The H+/K+-ATPases are divided into two types: gastric and non-gastric. The gastric H+/K+-ATPase is mainly located in the parietal cells of the stomach, where it is associated with H+ secretion, K+ absorption, and K+ recirculation. Non-gastric H+/K-ATPase is involved in acid-base or K and Na+ homeostasis and is found in a number of tissues including the colon, kidney, skin, placenta and prostate. Gastric H+/K+-ATPase is the main target for the treatment of peptic ulcers. Proton pump inhibitors can suppr+ess gastric or non-gastric H+/K+-ATPase [40]. In this study, we hypothesized that PUFA acts as a proton pump inhibitor to protect diabetic rats with stress-induced gastric ulcers from gastric activation of the H+-K+pump. This effect could be attributed to either a down regulation of Na+/K+-ATPase gene expression or a decrease in its activity, since high PUFA concentrations can alter membrane properties and inhibit Na+-K+ pump activity [41].

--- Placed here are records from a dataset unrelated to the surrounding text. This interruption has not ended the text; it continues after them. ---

PR #71380, opened 2022-12-20
Allow self-service Atomic site deletion.

### LINKED ISSUE #71233: Unable to Delete a Site Due to Active Subscription
### Quick summary

Atomic site owners who wish to delete their site see a message to contact support, instead of being redirected to Purchases to remove their subscriptions. We should guide customers to remove their subscriptions first, so they can delete their Atomic sites without HE intervention.

### Steps to reproduce

On an atomic site with an active Business/ eCommerce / Pro plan:

1. Go to Settings → General 
2. Scroll down to the 'delete your site permanently' option
3. Observe the message to contact the support team to delete the site.

I expected to be able to delete my site without contacting support.

### What actually happened

I see this message:
image

### Context

The Close Account flow was addressed by @mpkelly in #57399. The Delete Site flow could be addressed the same way.

Encountered with a customer in #36077448-hc

Atomic

### Theme-specific issue?

_No response_

### Browser, operating system and other notes

_No response_

### Reproducibility

Consistent

### Severity

Most (> 50%)

### Available workarounds?

Yes, difficult to implement

### Workaround details

Users must contact support to delete their site. We can lessen the burden on support by guiding users to the self-serve flow that already exists.

mpkelly:
Closes https://github.com/Automattic/wp-calypso/issues/71233

#### Proposed Changes

* You can now delete an Atomic site after removing any plans

#### Testing Instructions

* Create a new site with a monthly Business plan
* Note the site ID and use that to make a WoA site 
* Install any plugin to trigger migration to Atomic infrastructure
* Try to delete the site at `/settings/general/:site`, and you should be told to remove the plan
* Remove the plan
* Return back to `/settings/general/:site` immediately and try again to delete the site
* Confirm that the delete button is disabled, and you're shown the warning as shown below
* After a minute, return to the page, and it should delete the site

image

#### Pre-merge Checklist

Related to #

### DIFF
--- a/client/state/sites/actions.js
+++ b/client/state/sites/actions.js
@@ -231,6 +231,20 @@ export function deleteSite( siteId ) {
 					return;
 				}
 
+				if ( error.error === 'unauthorized' ) {
+					// this error is used when you try to delete an Atomic site
+					// right after removing the plan(s) from it. Normally the
+					// message will be 'User cannot delete jetpack site via API.'
+					// The user needs to wait a minute before self-service deletion is available.
+					dispatch(
+						errorNotice(
+							'Unable to delete site. If you recently removed the plan(s) then please wait a couple of minutes and retry.',
+							siteDeletionNoticeOptions
+						)
+					);
+					return;
+				}
+
 				dispatch( errorNotice( error.message, siteDeletionNoticeOptions ) );
 			} );
 	};
--- a/client/state/sites/actions.js
+++ b/client/state/sites/actions.js
@@ -230,21 +230,6 @@ export function deleteSite( siteId ) {
 					);
 					return;
 				}
-
-				if ( error.error === 'unauthorized' ) {
-					// this error is used when you try to delete an Atomic site
-					// right after removing the plan(s) from it. Normally the
-					// message will be 'User cannot delete jetpack site via API.'
-					// The user needs to wait a minute before self-service deletion is available.
-					dispatch(
-						errorNotice(
-							'Unable to delete site. If you recently removed the plan(s) then please wait a couple of minutes and retry.',
-							siteDeletionNoticeOptions
-						)
-					);
-					return;
-				}
-
 				dispatch( errorNotice( error.message, siteDeletionNoticeOptions ) );
 			} );
 	};
--- a/client/my-sites/site-settings/delete-site/index.jsx
+++ b/client/my-sites/site-settings/delete-site/index.jsx
@@ -17,7 +17,6 @@ import Notice from 'calypso/components/notice';
 import DeleteSiteWarningDialog from 'calypso/my-sites/site-settings/delete-site-warning-dialog';
 import { hasLoadedSitePurchasesFromServer } from 'calypso/state/purchases/selectors';
 import hasCancelableSitePurchases from 'calypso/state/selectors/has-cancelable-site-purchases';
-import isSiteAutomatedTransfer from 'calypso/state/selectors/is-site-automated-transfer';
 import { deleteSite } from 'calypso/state/sites/actions';
 import { getSite, getSiteDomain } from 'calypso/state/sites/selectors';
 import { setSelectedSiteId } from 'calypso/state/ui/actions';
@@ -121,7 +120,7 @@ class DeleteSite extends Component {
 	};
 
 	render() {
-		const { isAtomic, siteDomain, siteId, siteSlug, translate } = this.props;
+		const { siteDomain, siteId, siteSlug, translate } = this.props;
 		const exportLink = '/export/' + siteSlug;
 		const deleteDisabled =
 			typeof this.state.confirmDomain !== 'string' ||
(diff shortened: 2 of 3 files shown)


mpkelly:
@donalirl you can give this a test if you want using the Calypso Live link. After removing the plan, you need to wait a minute before you can delete the site - I added a notice for this which tells the user to retry. It's not the best UX for them but hopefully they shouldn't need support.

client/state/sites/actions.js
```diff
@@ -231,6 +231,20 @@ export function deleteSite( siteId ) {
 					return;
 				}
 
+				if ( error.error === 'unauthorized' ) {
+					// this error is used when you try to delete an Atomic site
+					// right after removing the plan(s) from it. Normally the
+					// message will be 'User cannot delete jetpack site via API.'
+					// The user needs to wait a minute before self-service deletion is available.
```
zaguiini: How could we prevent this from happening? Maybe after removing the plans, we could force-sync the permissions or something?

zaguiini (commented):
Great job!

As a follow-up, I wonder if we could ask the user for more information on why they are deleting the site. Do you think it'd be valuable? Why would someone delete a site in the first place? (Nothing to act now, I'd just like to understand it better)

client/state/sites/actions.js
vykes-mac: is there a way to determine if delete is ready? we could disable the button and add some info about it being ready in 5 mins or so.

mpkelly: @zaguiini We have a feedback flow for removing the plan, which might capture the same feedback. If they remove the plan just before removing the site, it could be a bit much to ask for two lots. 

@zaguiini @vykes-mac, I agree this is not optimal. From memory, I think there is an async job that runs when you remove an Atomic plan, and this needs some time to complete. I didn't check if it sets some flag somewhere to say "in progress" which we could expose via the API and use on the frontend. That could be a nice follow-up PR.

wojtekn: @mpkelly I tested this flow to see what differences are in the site's object in those three states: site before removal, site after removing the plan, and site eligible for removal after the async job runs, but I've got stuck. I waited 15 minutes, and I'm still getting the "Unable to delete site. If you recently removed the plan(s) then please wait a couple of minutes and retry." error message. Should this process work for a site which is still Atomic?

mpkelly: @wojtekn, thanks for testing this. 

>Should this process work for a site which is still Atomic?

On trying to delete a site that is still Atomic, i.e. a site with a Business plan, it should tell you to remove the plan. This was the existing logic. After removing the plan, if you retry deleting the site, it should call the API to try and do that. Depending on how long you waited, it should either be successful or show you the notice that I added. 

What is the current state of the site you were trying to delete? Does it still have an Atomic domain with "staging" in it? Does it still have plans shown? It sounds like the async job might have not been completed.

wojtekn: Thanks @mpkelly . I could test this flow now by triggering plan removal from Calypso.

I think I see a cleaner way of warning the user that their site is not ready for removal yet. Now, when they click the "Delete site" button for the site that still has paid upgrade, we display this message in popup:

Screen Shot 2022-12-22 at 10 32 33

When they remove the paid upgrades, the site still passes the `isAtomic` checks, but has a `free_plan` set. For that case, we could introduce another popup saying something like _"Your site is not ready for removal yet - we are currently reverting it. If you recently removed the plan(s) then please wait a couple of minutes before you try removing the site."_

That way, we would show the final confirmation popup with the "Confirm delete site" heading and the input field only if the site is really applicable for removal.

mpkelly: Thanks, @wojtekn. That sounds like an improvement. I will investigate and update the PR.

sejas: I've tested this flow twice, and it's looking good. It will save many support interactions.
The first time I didn't need to wait, and I deleted the site using the wpcomstaging subdomain. Very smooth process, great job 👍 .


https://user-images.githubusercontent.com/779993/209147840-dff7551c-bd64-41ce-9de2-9ce2063803e0.mp4


The second time I waited a bit longer, I got an error loading the dashboard due to the subdomain migration from wpcomstaging.com to wordpress.com. This PR does not produce this issue, but it is something to consider.

Screenshot 2022-12-22 at 13 47 33


My only suggestion that we can address in a separate PR is adding a link to the site settings in the Removed plan notice.
It will be easier for the user to return to the settings and continue deleting the site with fewer clicks.
Screenshot 2022-12-22 at 13 22 12

mpkelly:
I reworked this solution based on @wojtekn's feedback. A warning is shown now, and the user is told to check back. This is an improvement over the API call and error notice, I think. 

image

zaguiini:
@mpkelly what do you think of delivering an optimistic message to the user, then scheduling a delete job whenever it's possible?

Like: once the user removes the plan, immediately make the delete site button available, without the red copy. Then, let them click the delete button with a message saying "this action might take a few minutes to complete", letting the user indicate the intention of deleting the site.

On the back-end, we'll have this information and we might schedule a callback for when the plan is removed and the site is ready to be deleted, scheduling a delete job ourselves with the aval from the user. How does that sound?

client/state/sites/actions.js
wojtekn: Thanks, @mpkelly. It's better now, as we inform the user upfront instead of relying on the API error.

One thing still bothers me - we block delete action in two cases: when the site still has a paid upgrade and when it is not eligible for removal because it's still Atomic. In both cases, we use different ways of displaying the message: in the first, we use the popup. In the second, we display that new text above the button, and we disable the button. Would it be better to use the same way in both cases?

mpkelly:
@zaguiini, that would be a better solution. Ideally, the user shouldn't have to come back, and we'd accept their request to delete the site right away. But it sounds more involved, too. I think it's a different PR. In this PR, I aimed to get self-service deletion working in the simplest way possible. We can iterate to a better solution if we feel it's worth the effort.

mpkelly:
@donalirl, how do you feel about this PR in its current form?

zaguiini:
>Ideally, the user shouldn't have to come back, and we'd accept their request to delete the site right away.

Created https://github.com/Automattic/dotcom-forge/issues/1428.

zaguiini (approved):
Works for me 👍 

Design-wise, I think that adding the notice right below the button would be a better option. That'd be a little bit more inline with our design system, where we display explanations before the action button. Non-blocking, though!

mpkelly:
I just went ahead with this as it was. We still add value and can do a follow-up PR later if we think it's necessary.

a8ci18n:
This Pull Request is now available for translation here: https://translate.wordpress.com/deliverables/7696523

Thank you @mpkelly for including a screenshot in the description! This is really helpful for our translators.

a8ci18n:
Translation for this Pull Request [has now been finished](https://translate.wordpress.com/deliverables/overview/7696523).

Vinegar-fed animals showed a significant reduction in the mean values of gastric H+/K+-ATPase gene expression and COX2 enzyme activity, explaining the antacid and anti-inflammatory effects of vinegar. Due to its diverse chemical composition, which includes histidine, acetic acid, and phenol, vinegar is considered a potent anti-inflammatory and antioxidant against ROS [42]. Phenolic compounds act as nucleophiles (i.e. electron donors), scavenging free radicals and converting them into more stable products [43]. It was reported that vinegar can improve antioxidant capacities and reduce oxidative damage in human and in animals [18]. Synthetic vinegar has been shown to increase SOD, CAT and glutathione peroxidase activities and reduce lipid peroxidation levels [44]. In addition, vinegar, particularly black vinegar, can reduce or suppress COX2 enzyme activity and accelerate wound healing [45] On the other hand, vinegar, particularly Bamboo vinegar, can affect eNOS in a dose dependent manner [46]. Moreover, organic acids derived from vinegar fermentation have antimicrobial properties, help regulate blood glucose levels, and contribute to the regulation of lipid metabolism [47]. Also, vinegar has been reported to have vasodilatory effects and promote tissue healing [17,48]. Suggested that vinegar acetic acid can activate e-NOS by phosphorylation of the Ser1177 residue in a dosage-dependent biphasic manner, which in turn leads to flow-mediated vasodilatation in humans. In addition, Daugirdas and Nawab [49]. reported that acetate induced relaxation of the vascular smooth muscle. However, phenols caused intracellular acidification, which disrupted H+/K+-ATPase. It has been previously reported that phenols, such as those found in apple cider vinegar, inhibit H+/K+-ATPase and H. pylori growth in a structurally dependent manner [50].

Conclusion

Taken together, gastric mucosal integrity by increased CCK secretion, increased mucosal blood flow by e-NOS as well as inhibition of H+/K+-ATPase by phenolics of vinegar, can provide a good protection against stress induced ulcer in diabetic animals. The current study found that PUFA has more potent antacid, anti-inflammatory, and antioxidant effects than vinegar on stress-induced gastric ulcers in diabetic rats. We anticipated that combined use of both might have a synergetic anti-ulcer impact, supported by previously published studies.